<< 前へ次へ >>  更新
99/150

《閑話》 レオ、パジャマパーティーに参加する(4)

 数秒後、ぱさりと、軽やかな音が夜のしじまに響く。

 ネー様二枚分の高級下着、着地の瞬間だった。


「――……あ、ご、ごめんなさい、レオノーラ……わたくしったら……」


 顔色を失った少女を見て、ビアンカが我に返る。

 いくら少女のためだったとはいえ、なにもせっかくのプレゼントを地に落とすつもりはなかったし、そもそもここまで激しく追いかけるつもりなどなかった。

 感情が昂ぶると、すぐ手や足が出てしまうのは、ビアンカの悪い癖だ。


 呆然と窓の外を覗き込んでいる少女に、ビアンカはおずおずと話しかけた。


「ごめんなさい、あの、わたくし、そんなつもりじゃ……」

「――ネー様……」

「え?」


 ぽつりと呟かれた言葉が聞き取れず、咄嗟に聞き返す。

 すると少女は、その零れそうに大きな紫の瞳に、じわりと涙を浮かべ、細い喉を震わせた。


「せっかく……っ、ネー様が……!」


 途切れ途切れに漏らされた言葉にはっとする。

 もしや彼女は、「せっかく姉様がくれた下着だったのに」と言ったのだろうか。


(わたくしのことを、「姉様」と……? それで、本当にこの下着のことを大切に思って……?)


 ビアンカは言い知れぬ罪悪感に胸を押さえた。

 だとしたら、いったい自分はなんということをしてしまったのだろう。

 少女は自分を姉と慕って、だからこそ下着を大切にしようとしてくれていたのに、それを頑固な遠慮だと捉えて踏みにじるような真似をしてしまった。


 だが、もちろんレオとしては、


(うああああああ! 俺のネー様二枚分がああああ! せっかく、せっかくのネー様が、泥にまみれて価値を低減んんんん!)
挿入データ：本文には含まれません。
PR #5713, opened 2024-04-07
SALTO-4142: add permissions to roles and custom record types

SeggevHaimovich:
Roles and Custom Record Types references each other in the permissions field.
When deploying both a role and a custom record type that one reference the other but the opposite direction is missing the deployment fails.
This PR adds missing permissions in roles/custom record types on preDeploy

Points worth mentioning:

 損なわれた下着の価値を思って血の涙を流していただけだった。


 ヴァイツの冬は雪が多い。

 最近は晴れ続きだったものの、だからこそ、地面は雪解け水でぬかるんでいるはずだった。


(ネー様が……俺のネー様が……泥に……)


 まったくなんということだ。

 たかだか身体バランスを崩したくらいで、己の尊厳より大切なネー様二枚分の下着を手放すなど。

 守銭奴にあるまじき、恥ずべき、取り返しのつかない大失態だ。


「あ、あの、本当にごめんなさい、レオノーラ。わたくし、取ってくるから……」


 己の掌をネー様二枚分がすり抜けていってしまったことに、呆然としていたレオだったが、ビアンカのその言葉ではっと我に返った。


 なにをやっているのだ。

 ショックを受けている場合ではない。早くネー様を救出申し上げねば。

 早期に救いだして洗濯すれば、あるいはネー様一枚分くらいの価値はキープできるかもしれないではないか――もはや、レオの目には、下着はネー様の塊にしか見えていなかった。
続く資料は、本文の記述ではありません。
PR #5718, opened 2024-04-07
SALTO-5691: Upgrade Okta to use new infra on fetch

shir-reifenberg:
Upgrade Okta to use new infra on fetch

---

Upgrade from old api definitions to new definitions 🎉 

Issues left to resolve -

- [X] AppGroupAssignment are added and removed
- [X] default policies are renamed on regenerateSaltoIds

Still TODO before merging - 
- [X]  make all tests work
- [X] more manual testing
- [X] elemIDs migration - rebase on PR
- [X]  test assign service ID code after deployment
- [X]  separate GroupAssignment path change to different PR, role assignment config
- [X] add noise reduction for nacl case on fields (this is the only visible change on nacls)

---
_Release Notes_: 

---
_User Notifications_: 


packages/okta-adapter/src/filters/app_logo.ts
```diff
@@ -90,29 +88,22 @@ const getAppLogo = async ({
...
 
-  const idFields = configUtils.getTypeTransformationConfig(
-    APPLICATION_TYPE_NAME,
-    config.apiDefinitions.types,
-    config.apiDefinitions.typeDefaults,
-  ).idFields ?? [app.value.label]
-
-  const name = naclCase(getInstanceName(app.value, idFields, APP_LOGO_TYPE_NAME))
+  // TODO - use new definitions with IDPartsDefinition
+  const name = naclCase(getInstanceName(app.value, ['label'], APP_LOGO_TYPE_NAME))
```
shir-reifenberg, line 100: Now we must use the new definitions cause it's customized for some envs

packages/okta-adapter/src/adapter.ts
```diff
@@ -192,72 +179,75 @@ export default class OktaAdapter implements AdapterOperations {
...
+        shouldAccessPrivateAPIs(this.isOAuthLogin, this.userConfig),
+        getAdminUrl(this.client.baseUrl),
+      ),
+      sources: { openAPI: [OPEN_API_DEFINITIONS] },
+    }
+
+    this.definitions = {
+      ...definitions,
+      fetch: definitionsUtils.mergeWithUserElemIDDefinitions({
+        userElemID: userConfig.fetch.elemID as OktaUserFetchConfig['elemID'],
```
netama, line 197: I think the cast is not needed?

packages/okta-adapter/src/adapter.ts
```diff
@@ -192,72 +179,75 @@ export default class OktaAdapter implements AdapterOperations {
...
-        })),
-      },
+  private async handleClassicEngineOrg(): Promise<definitionsUtils.ConfigChangeSuggestion | undefined> {
+    const { isClassicOrg: isClassicOrgByConfig } = this.userConfig[FETCH_CONFIG]
+    const isClassicOrg = isClassicOrgByConfig ?? (await isClassicEngineOrg(this.client))
+    if (isClassicOrg) {
+      const updatedCustomizations = _.pickBy(
+        this.definitions.fetch.instances.customizations,
+        (_v, key) => !CLASSIC_ENGINE_UNSUPPORTED_TYPES.includes(key),
+      )
```
netama, line 233: nit: I think this can also be
```suggestion
      const updatedCustomizations = _.omit(
        this.definitions.fetch.instances.customizations,
        CLASSIC_ENGINE_UNSUPPORTED_TYPES,
      )
```

packages/okta-adapter/src/deployment.ts
```diff
@@ -137,17 +137,23 @@ export const deployStatusChange = async (
   }
 }
 
-export const assignServiceIdToAdditionChange = (
+export const assignServiceIdToAdditionChange = async (
```
netama, line 140: I'll review this part after the rebases are done, there were some fixes in the infra since this was added
once deploy is upgraded this code will go away, so we can also just "port" it back to the old api definitions format if we want to be on the safe side

(might be easier to discuss IRL :) )

packages/okta-adapter/src/client/client.ts
```diff
@@ -265,15 +264,7 @@ export default class OktaClient extends clientUtils.AdapterHTTPClient<Credential
...
-      log.debug('Received response for resource request %s with status %d', url, status)
-      log.trace(
-        'Full HTTP response for resource %s: %s',
-        url,
-        safeJsonStringify({
-          url,
-          response: data,
-        }),
-      )
+      log.trace('Received response for resource request %s with status %d', url, status)
```
netama, line 267: is this related?

packages/okta-adapter/src/definitions/fetch.ts
```diff
@@ -0,0 +1,1094 @@
...
+
+const NAME_ID_FIELD: definitions.fetch.FieldIDPart = { fieldName: 'name' }
+const DEFAULT_ID_PARTS = [NAME_ID_FIELD]
+
+const DEFAULT_FIELD_CUSTOMIZATIONS: Record<string, definitions.fetch.ElementFieldCustomization> = _.merge(
+  {},
+  DEFAULT_FIELDS_TO_OMIT,
+)
+
+const getPrivateAPICustomizations = ({
```
netama, line 51: nice

packages/okta-adapter/src/config.ts
```diff
@@ -304,26 +200,7 @@ const getPolicyConfig = (): OktaSwaggerApiConfig['types'] => {
...
-  api__v1__groups: {
-    request: {
-      url: '/api/v1/groups',
-      queryParams: { limit: '10000' }, // maximum page size allowed
-    },
-  },
   Group: {
-    transformation: {
-      fieldTypeOverrides: [
-        { fieldName: 'roles', fieldType: 'list<RoleAssignment>' },
```
netama, line 316: I'm probably missing something but what's replacing this (and the standalone def below)?

packages/okta-adapter/src/filters/group_push.ts
```diff
@@ -82,230 +51,24 @@ const PUSH_RULE_SCHEMA = Joi.object({
...
-      }),
-    ),
-  )
-}
-
 /**
- * Fetch group push instances and group push rule instances using private API
+ * Prepare payload for group push and group push rule removals
  */
-const groupPushFilter: FilterCreator = ({ config, adminClient, getElemIdFunc }) => ({
```
netama, line 249: cool

netama (commented):
did a partial pass, sorry about the delay - looks good :) I sampled the defs and added some questions, will sample some more (and lmk if you want more thorough reviews on specific cases), but I think if the fetches are identical then it's probably a better check for the config-to-defs migrations anyway :)
let's review the general upgrade plan as well to see if any additional support is still needed

packages/okta-adapter/src/client/client.ts
shir-reifenberg: no 🙄

packages/okta-adapter/src/config.ts
shir-reifenberg: good catch :)
we're not fetching role assignments for a while, it was just a left over in the config I forgot to remove...

netama (approved):
diff looks good :)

 慌てて窓から身をひるがえし、部屋を出て行こうとする。

 が、その直前、逸らされていくレオの外視野および守銭奴センサーに、ある物が映り込んだ。


 いや、正確には「者」だ。


(んん!?)


 ばっと振り向く。

 再び覗き込んだ窓の向こう、月明かりの下には、確かに人影があった。


 どうも、男性のようである。辺りを窺うようにきょろきょろと頭を動かしている。

 そうして、誰も近付いてこないようだと判断すると――彼は、おもむろに屈み込んだ。


 ちょうど、高級下着が落ちた辺りに。


(下着泥棒おおおおおお!?)


 レオの目がかっと見開かれる。


 なんということだ、先程の噂の御仁が、よりによってこのタイミングで、レオの高級下着を奪いにやって来やがった。
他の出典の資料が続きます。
PR #5723, opened 2024-04-07
SALTO-5754: Merge user config with default recursively in adapterConfigFromConfig

shir-reifenberg:
Changed `adapterConfigFromConfig` for merge config the same way existing adapters do
also merged any additional props config might contain

---

---
_Release Notes_: 
None

---
_User Notifications_: 
None


packages/adapter-components/src/definitions/user/user_config.ts
```diff
@@ -98,7 +98,7 @@ export const adapterConfigFromConfig = <
   defaultConfig: Co,
 ): Co & UserConfig<TCustomNameMappingOptions> => {
   // TODO extend validations SALTO-5584
-  const adapterConfig = _.defaults({}, config?.value, defaultConfig)
+  const adapterConfig = _.defaultsDeep({}, config?.value, defaultConfig)
```
netama, line 101: there are some potential surprises when defaulting everything recursively since there's no way to "turn off" something that's been set in the default config. maybe use defaults one level deep (so that it conforms with https://github.com/salto-io/salto/blob/main/packages/okta-adapter/src/adapter_creator.ts#L83-L93 , though I'm not sure we need the handling for arrays)?

packages/adapter-components/src/definitions/user/user_config.ts
```diff
@@ -98,7 +103,24 @@ export const adapterConfigFromConfig = <
...
+  )
+
+  const adapterConfig = {
+    fetch,
+    deploy,
+    client,
+    ...additionalConfigProps,
+  }
+
+  return adapterConfig as Co & UserConfig<TCustomNameMappingOptions>
```
shir-reifenberg, line 125: not sure how to avoid casting here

 やはり、高級下着から漂う、えもいわれぬ金の芳香に引き寄せられたのだろう。

 恐るべき嗅覚、そして恐るべき行動の早さだ。


(だが許さんっ!)


 金目のものの気配を瞬時に察知してみせた能力は、敵ながら天晴れといったところだが、みすみすネー様を奪われるレオではない。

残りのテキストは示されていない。